**PROBLEM STATEMENT**: Each line that includes "pipe" must be copied from the records.
Start of Block
Issue #2064, opened 2020-04-03
zstdgrep parsing of grep options naively broken


trantor:
**Describe the bug**
zstdgrep as a wrapper for `zstdcat | grep` should handle grep options properly.
It doesn't in several cases. A few examples below.

**To Reproduce**
```
# The fact that the -e grep option can be specified multiple times
# for multiple pattern is not handled at all, nor is the use of equivalent
# long options with or without = between them and their arguments

$ echo start > /tmp/file
$ echo stop >> /tmp/file
$ grep -e start -e stop /tmp/file
start
stop
$ grep --regexp=start --regexp=stop /tmp/file
start
stop
$ grep --regexp start --regexp stop /tmp/file
start
stop
$ grep --regexp start --regexp stop -e start /tmp/file
start
stop
$ grep --regexp start --regexp=stop -e start /tmp/file
start
stop
$ zstdgrep --regexp=start --regexp=stop /tmp/file
/tmp/file:start
/tmp/file:stop
Incorrect parameters
$ zstdgrep --regexp start --regexp stop /tmp/file
zstd: can't stat --regexp : No such file or directory -- ignored 
grep: start: No such file or directory
zstd: can't stat stop : No such file or directory -- ignored 
grep: start: No such file or directory
grep: start: No such file or directory
$ zstdgrep -e start -e stop /tmp/file
zstd: can't stat -e : No such file or directory -- ignored 
zstd: can't stat stop : No such file or directory -- ignored 
/tmp/file:start

# --file= and -f with different behaviours for
# -, /dev/fd/0, /dev/stdin as pattern files 
# also regarding when to print the name of the examined file

$ echo start | grep -f - /tmp/file
start
$ echo start | zstdgrep -f - /tmp/file
$ echo start | grep --file=- /tmp/file
start
$ echo start | zstdgrep --file=- /tmp/file
/tmp/file:start

# --file= and -f with different behaviours
# Process substitutions with bash not working as with grep on its own

$ cp  /tmp/file /tmp/file2
$ grep --file=<( echo start ) /tmp/file /tmp/file2
/tmp/file:start
/tmp/file2:start
$ grep -f <( echo start ) /tmp/file /tmp/file2
/tmp/file:start
/tmp/file2:start
$ zstdgrep --file=<( echo start ) /tmp/file /tmp/file2
/tmp/file:start
/tmp/file2:start
$ zstdgrep -f <( echo start ) /tmp/file /tmp/file2
/tmp/file:start

```

[...]

PR #2095, opened 2020-04-28
[bugs] zstdgrep/grep inconsistencies

bimbashrestha:
Fixing zstdgrep inconsistencies listed on https://github.com/facebook/zstd/issues/2064

See each commit message for details

* Fix multiple -e
* Fix pipe in with -f
* Fix "incorrect parameters" output on regexp
* Don't show filename on single file (ie: no to /tmp/file:start and yes to start <- grep does this)
* Fixing --regexp giving lots of irelevant complaints

### DIFF
--- a/tests/playTests.sh
+++ b/tests/playTests.sh
@@ -254,6 +254,38 @@ ZCAT=./zstdcat $ZSTDGREP 2>&1 "1234" tmp_grep_bad.zst && die "Should have failed
 ZCAT=./zstdcat $ZSTDGREP 2>&1 "1234" tmp_grep_bad.zst | grep "No such file or directory" || true
 rm -f tmp_grep*
 
+println "\n===> zstdgrep pipe in with -f "
+echo "start" > tmp_grep
+echo "stop" >> tmp_grep
+echo "start" | ZCAT=./zstdcat $ZSTDGREP -f - tmp_grep > tmp_grep_out1
+echo "start" | grep -f - tmp_grep > tmp_grep_out2
+$DIFF tmp_grep_out1 tmp_grep_out2
+rm -f tmp_grep*
+
+println "\n===> zstdgrep --regexp= multiple"
+echo "start" > tmp_grep
+echo "stop" >> tmp_grep
+ZCAT=./zstdcat $ZSTDGREP --regexp=start --regexp=stop tmp_grep > tmp_grep_out1
+grep -e start -e stop tmp_grep > tmp_grep_out2
+$DIFF tmp_grep_out1 tmp_grep_out2
+rm -f tmp_grep*
+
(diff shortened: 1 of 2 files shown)


Cyan4973:
Could we add some test case for this new capability ?

bimbashrestha:
FreeBSD failed saying it can't find zstdcat? I'm going to re-run it just to make sure it's not just being strange

bimbashrestha:
Nope, that's a real error:(

tests/playTests.sh
```diff
@@ -254,6 +254,14 @@ ZCAT=./zstdcat $ZSTDGREP 2>&1 "1234" tmp_grep_bad.zst && die "Should have failed
 ZCAT=./zstdcat $ZSTDGREP 2>&1 "1234" tmp_grep_bad.zst | grep "No such file or directory" || true
 rm -f tmp_grep*
 
+println "\n===> zstdgrep mulitple -e"
```
Cyan4973, line 257: nit : `mulitple`

Cyan4973:
One may need to setup a local FreeBSD VM to reproduce the issue and better diagnose it.

bimbashrestha:
> One may need to setup a local FreeBSD VM to reproduce the issue and better diagnose it.

I'll try that quick guess fix first. If that doesn't work, I'll setup of a local VM:/

bimbashrestha:
Okay that seemed to fix it. It was just a matter of adding ZCAT= in front. I'm going to include some other fixes from that issue in this PR too

bimbashrestha:
I tested zstdgrep on the list from the issue and these changes take care of everything but the bash stuff at the end. These: 

```
# Process substitutions with bash not working as with grep on its own

$ cp  /tmp/file /tmp/file2
$ grep --file=<( echo start ) /tmp/file /tmp/file2
/tmp/file:start
/tmp/file2:start
$ grep -f <( echo start ) /tmp/file /tmp/file2
/tmp/file:start
/tmp/file2:start
$ zstdgrep --file=<( echo start ) /tmp/file /tmp/file2
/tmp/file:start
/tmp/file2:start
$ zstdgrep -f <( echo start ) /tmp/file /tmp/file2
/tmp/file:start
```

bimbashrestha:
Okay, I think this is ready to merge. The only unsupported functionality are the the bash commands listed at the end of that issue but it looks like zgrep produces strange results for those too (so I don't think its worth trying to fix them for zstdgrep).

Cyan4973:
Could we add a few tests showing off the new capabilities ?

bimbashrestha:
Ah it looks like I deleted the changes to playTests when I force pushed. Yes. I"ll add those back

Cyan4973:
Looks good to me !

PR #2097, opened 2020-04-29
Fix underlinked libzstd

### LINKED ISSUE #2045: 'make -C lib lib-mt' produces underlinked `libzstd.so`
Original build failure was reported as a `gcc-10` build failure when `zstd` is installed in system. Shorter version of underlying cause is https://bugs.gentoo.org/713940.

The simplest way to reproduce it is to try to build multi-threaded `libzstd.so` with undefined symbols forbidden (there should be no undefined symbols in non-plugin libraries anyway).

I injected `-Wl,--no-undefined` manually as I don't see a nice way to append to existing LDFLAGS:

```diff
--- a/lib/Makefile
+++ b/lib/Makefile
@@ -180,11 +180,13 @@ endif
 libzstd : $(LIBZSTD)

 libzstd-mt : CPPFLAGS += -DZSTD_MULTITHREAD
+libzstd-mt : LDFLAGS  += -Wl,--no-undefined
 libzstd-mt : libzstd

 lib: libzstd.a libzstd

 lib-mt: CPPFLAGS += -DZSTD_MULTITHREAD
+lib-mt: LDFLAGS  += -Wl,--no-undefined
 lib-mt: lib

 lib-release lib-release-mt: DEBUGFLAGS :=
```

Now build failure shows underlinked library:

```
$ LANG=C make -C lib lib-mt
compiling dynamic library 1.4.5
...
/usr/lib/gcc/x86_64-pc-linux-gnu/10.0.1/../../../../x86_64-pc-linux-gnu/bin/ld: /tmp/ccC81zhY.o: in function `POOL_free.part.0':
pool.c:(.text+0x16f): undefined reference to `pthread_join'
/usr/lib/gcc/x86_64-pc-linux-gnu/10.0.1/../../../../x86_64-pc-linux-gnu/bin/ld: /tmp/ccC81zhY.o: in function `POOL_create_advanced':
pool.c:(.text+0x322): undefined reference to `pthread_create'
/usr/lib/gcc/x86_64-pc-linux-gnu/10.0.1/../../../../x86_64-pc-linux-gnu/bin/ld: /tmp/ccC81zhY.o: in function `POOL_resize':
pool.c:(.text+0x4e1): undefined reference to `pthread_create'
make: *** [Makefile:172: libzstd.so.1.4.5] Error 1
```

 - OS: Linux
 - Compiler: gcc-10
 - Flags: defaults, multithreaded
 - Build system: Makefile

Reading https://github.com/facebook/zstd/blob/dev/lib/README.md#multithreading-support it looks like build system is supposed to pass `-pthread` when building/linking `libzstd.so`, but it does not:

```
Multithreading support

Multithreading is disabled by default when building with make. Enabling multithreading requires 2 conditions :

    set build macro ZSTD_MULTITHREAD (-DZSTD_MULTITHREAD for gcc)
    for POSIX systems : compile with pthread (-pthread compilation flag for gcc)

Both conditions are automatically applied when invoking make lib-mt target.

...
```

The following fix seems to be enough to fix underlinking:

```diff
--- a/lib/Makefile
+++ b/lib/Makefile
@@ -187,6 +187,8 @@ lib: libzstd.a libzstd
 lib-mt: CPPFLAGS += -DZSTD_MULTITHREAD
 lib-mt: lib

+lib-mt: LDFLAGS  += -pthread
+
 lib-release lib-release-mt: DEBUGFLAGS :=
 lib-release: lib
 lib-release-mt: lib-mt
```

Cyan4973:
fix #2045
When compiling `libzstd` in multithreading mode,
the `libzstd-mt` recipe would not include `-pthread`,
resulting in an underlinked dynamic library.
As a consequence, user programs had to add `-pthread` during their own build.

Fixed it, and added a test on TravisCI to check that `libzstd` is fully linked.

This makes it possible, in some future release,
to provide a multi-threaded `libzstd` dynamic library by default
as it would no longer impact the build script of user programs.

Added another test, which show that compiling a user program (`zbufftest-dll`) linked to multi-threaded `libzstd` doesn't require `-pthread` on user side.

Thanks to @trofi for underlining the issue and solution.

note : not directly related to this PR, but these tests made me realize that almost all our executable targets can't be built by linking them to the `libzstd` dynamic library, due to usage of non-exposed symbols. They require building from source, or from the static library. 
We may want to consider if this is a scenario we would like to support in the future, and if yes for which executable(s).

### DIFF
--- a/.travis.yml
+++ b/.travis.yml
@@ -64,6 +64,9 @@ matrix:
         - CC=gcc-7 CFLAGS=-Werror make -j all
         - make clean
         - LDFLAGS=-Wl,--no-undefined make -C lib libzstd-mt
+        - make -C tests zbufftest-dll
+        # LDFLAGS=-Wl,--no-undefined : will make the linker fail if dll is underlinked
+        # zbufftest-dll : test that a user program can link to multi-threaded libzstd without specifying -pthread
 
     - name: gcc-8 + ASan + UBSan + Test Zstd   # ~6.5mn
       script:
--- a/.travis.yml
+++ b/.travis.yml
@@ -56,12 +56,14 @@ matrix:
         # DEVNULLRIGHTS : will request sudo rights to test permissions on /dev/null
         - DEVNULLRIGHTS=test make test
 
-    - name: gcc-6 + gcc-7 compilation   # ~ 3mn
+    - name: gcc-6 + gcc-7 + libzstdmt compilation   # ~ 6mn
       script:
         - make gcc6install gcc7install
         - CC=gcc-6 CFLAGS=-Werror make -j all
         - make clean
         - CC=gcc-7 CFLAGS=-Werror make -j all
+        - make clean
+        - LDFLAGS=-Wl,--no-undefined make -C lib libzstd-mt
 
     - name: gcc-8 + ASan + UBSan + Test Zstd   # ~6.5mn
       script:
--- a/lib/Makefile
+++ b/lib/Makefile
@@ -154,9 +154,6 @@ libzstd.a: $(ZSTD_OBJ)
 	@echo compiling static library
 	@$(AR) $(ARFLAGS) $@ $^
 
-libzstd.a-mt: CPPFLAGS += -DZSTD_MULTITHREAD
-libzstd.a-mt: libzstd.a
-
 ifneq (,$(filter Windows%,$(OS)))
 
 LIBZSTD = dll\libzstd.dll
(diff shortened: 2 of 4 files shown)


Cyan4973:
> that sounds like a pretty big problem no (the not being able to link to the dynamic library)?

I think it depends on the exact executable being generated.

For example, regarding the `zstd` CLI, I believe it is indeed not great. We should probably lean towards making the CLI executable compatible with `libzstd`, hence invoke only public symbols. That will require some refactoring.

Regarding the tests programs, now it depends. Some tests may be created with the intention to check some internal functions, and therefore have no reason to be restricted to the list of public symbols only.
We may want to separate tests that are compatible with the restricted public list of symbols, and those that must access internals symbols.
So there is no trivial one-size-fits-all solution, and this property should be handled with care.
End of Block
**ANSWER SECTION**:
* Fix pipe in with -f
+println "\n===> zstdgrep pipe in with -f "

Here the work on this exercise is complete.